PR #733, opened 2024-10-23
Update release number following release cutoff for http connector

touma-I:

After the release of http connector 0.2.2, need to bump up the patch and add dev0 to it


data-connector-lib/Makefile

# What this task involves:
Copy out each record exactly as given, omitting none.

# Answer to the problem:
PR #733, opened 2024-10-23
Update release number following release cutoff for http connector

touma-I:

After the release of http connector 0.2.2, need to bump up the patch and add dev0 to it


data-connector-lib/Makefile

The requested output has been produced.